*EXERCISE*
Select all lines in the records that include "seems".

*Collected data entries*
^^^^

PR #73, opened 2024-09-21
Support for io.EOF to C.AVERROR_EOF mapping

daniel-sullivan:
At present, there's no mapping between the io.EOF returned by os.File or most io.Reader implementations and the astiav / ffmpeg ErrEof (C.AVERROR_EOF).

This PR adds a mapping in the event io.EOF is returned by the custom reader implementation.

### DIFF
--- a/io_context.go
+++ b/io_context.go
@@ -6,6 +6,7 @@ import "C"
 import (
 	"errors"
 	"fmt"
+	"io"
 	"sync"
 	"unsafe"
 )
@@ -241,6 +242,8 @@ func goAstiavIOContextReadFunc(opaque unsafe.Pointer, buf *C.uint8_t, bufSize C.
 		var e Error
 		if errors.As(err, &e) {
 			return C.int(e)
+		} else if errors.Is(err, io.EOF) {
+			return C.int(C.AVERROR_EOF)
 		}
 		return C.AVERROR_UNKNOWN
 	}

^^^^

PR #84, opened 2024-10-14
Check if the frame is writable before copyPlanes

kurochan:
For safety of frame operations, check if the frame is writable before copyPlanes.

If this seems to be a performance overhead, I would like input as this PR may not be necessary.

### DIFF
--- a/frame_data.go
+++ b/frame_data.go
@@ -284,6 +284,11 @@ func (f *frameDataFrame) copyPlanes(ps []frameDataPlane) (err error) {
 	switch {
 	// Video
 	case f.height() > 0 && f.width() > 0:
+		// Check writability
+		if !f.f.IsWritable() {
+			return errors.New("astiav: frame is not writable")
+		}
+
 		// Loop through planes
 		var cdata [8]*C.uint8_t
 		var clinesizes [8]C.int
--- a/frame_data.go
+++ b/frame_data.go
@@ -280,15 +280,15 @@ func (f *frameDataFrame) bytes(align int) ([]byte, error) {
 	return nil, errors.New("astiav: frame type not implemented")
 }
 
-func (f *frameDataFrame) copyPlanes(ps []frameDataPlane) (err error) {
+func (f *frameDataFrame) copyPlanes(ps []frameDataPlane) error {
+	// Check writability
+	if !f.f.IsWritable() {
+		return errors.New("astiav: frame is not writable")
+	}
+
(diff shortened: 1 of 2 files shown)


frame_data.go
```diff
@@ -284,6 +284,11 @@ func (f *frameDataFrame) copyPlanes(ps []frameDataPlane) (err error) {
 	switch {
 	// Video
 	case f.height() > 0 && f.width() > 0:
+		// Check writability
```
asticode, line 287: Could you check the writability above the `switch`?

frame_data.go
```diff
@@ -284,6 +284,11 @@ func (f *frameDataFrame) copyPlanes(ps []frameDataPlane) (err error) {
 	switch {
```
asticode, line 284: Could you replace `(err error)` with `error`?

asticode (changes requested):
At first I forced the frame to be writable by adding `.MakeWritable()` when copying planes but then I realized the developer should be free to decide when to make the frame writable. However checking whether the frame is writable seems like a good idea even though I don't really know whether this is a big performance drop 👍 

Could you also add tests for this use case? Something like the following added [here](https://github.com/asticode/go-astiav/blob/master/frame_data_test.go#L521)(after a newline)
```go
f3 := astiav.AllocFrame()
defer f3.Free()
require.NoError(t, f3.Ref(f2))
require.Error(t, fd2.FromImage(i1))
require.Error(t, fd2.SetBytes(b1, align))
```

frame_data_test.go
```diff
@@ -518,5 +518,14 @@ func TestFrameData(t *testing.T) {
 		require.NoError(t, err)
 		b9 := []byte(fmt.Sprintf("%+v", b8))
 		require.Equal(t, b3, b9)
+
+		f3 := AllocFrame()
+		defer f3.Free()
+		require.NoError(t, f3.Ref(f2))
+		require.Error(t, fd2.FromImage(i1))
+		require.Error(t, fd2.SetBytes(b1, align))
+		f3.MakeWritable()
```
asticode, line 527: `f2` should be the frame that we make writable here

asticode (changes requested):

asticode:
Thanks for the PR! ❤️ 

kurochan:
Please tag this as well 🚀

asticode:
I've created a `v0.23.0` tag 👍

^^^^

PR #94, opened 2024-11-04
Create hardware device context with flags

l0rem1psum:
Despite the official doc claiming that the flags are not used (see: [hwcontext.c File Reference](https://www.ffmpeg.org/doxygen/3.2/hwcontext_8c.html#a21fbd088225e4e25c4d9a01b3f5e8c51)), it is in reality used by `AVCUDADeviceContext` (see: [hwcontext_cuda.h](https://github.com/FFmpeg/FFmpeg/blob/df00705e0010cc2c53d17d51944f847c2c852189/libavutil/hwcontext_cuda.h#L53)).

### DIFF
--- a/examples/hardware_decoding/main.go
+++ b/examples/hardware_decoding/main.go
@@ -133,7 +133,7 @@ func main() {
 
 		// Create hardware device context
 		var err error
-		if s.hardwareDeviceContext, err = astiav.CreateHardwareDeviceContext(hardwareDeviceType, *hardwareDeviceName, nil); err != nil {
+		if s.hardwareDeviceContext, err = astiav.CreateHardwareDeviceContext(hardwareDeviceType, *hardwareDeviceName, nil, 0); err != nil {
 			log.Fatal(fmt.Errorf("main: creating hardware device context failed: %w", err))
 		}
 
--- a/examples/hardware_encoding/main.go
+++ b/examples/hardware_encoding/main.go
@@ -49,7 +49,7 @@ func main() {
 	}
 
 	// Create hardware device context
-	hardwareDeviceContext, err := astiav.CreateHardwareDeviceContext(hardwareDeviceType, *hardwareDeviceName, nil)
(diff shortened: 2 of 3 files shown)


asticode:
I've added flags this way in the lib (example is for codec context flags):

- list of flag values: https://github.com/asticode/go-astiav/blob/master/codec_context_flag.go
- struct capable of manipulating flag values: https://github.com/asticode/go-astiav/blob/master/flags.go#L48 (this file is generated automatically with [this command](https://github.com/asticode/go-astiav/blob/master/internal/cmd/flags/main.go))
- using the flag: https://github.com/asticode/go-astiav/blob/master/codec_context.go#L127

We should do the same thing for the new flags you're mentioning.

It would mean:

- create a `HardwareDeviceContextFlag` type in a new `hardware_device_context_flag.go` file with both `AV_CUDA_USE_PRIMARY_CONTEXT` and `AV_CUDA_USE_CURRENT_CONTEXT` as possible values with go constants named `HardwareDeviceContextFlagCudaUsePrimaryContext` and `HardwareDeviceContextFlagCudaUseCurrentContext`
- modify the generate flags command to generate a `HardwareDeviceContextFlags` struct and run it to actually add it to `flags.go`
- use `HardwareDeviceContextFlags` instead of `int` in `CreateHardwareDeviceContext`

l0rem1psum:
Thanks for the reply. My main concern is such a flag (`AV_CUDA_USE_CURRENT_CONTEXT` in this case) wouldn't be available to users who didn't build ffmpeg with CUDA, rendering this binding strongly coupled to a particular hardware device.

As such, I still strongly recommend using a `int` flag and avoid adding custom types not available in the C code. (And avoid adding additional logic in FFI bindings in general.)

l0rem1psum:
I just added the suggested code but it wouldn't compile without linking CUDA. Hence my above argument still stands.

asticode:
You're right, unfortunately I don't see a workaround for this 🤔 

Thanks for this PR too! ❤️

^^^^

*WRITTEN ANSWER*
If this seems to be a performance overhead, I would like input as this PR may not be necessary.
At first I forced the frame to be writable by adding `.MakeWritable()` when copying planes but then I realized the developer should be free to decide when to make the frame writable. However checking whether the frame is writable seems like a good idea even though I don't really know whether this is a big performance drop 👍 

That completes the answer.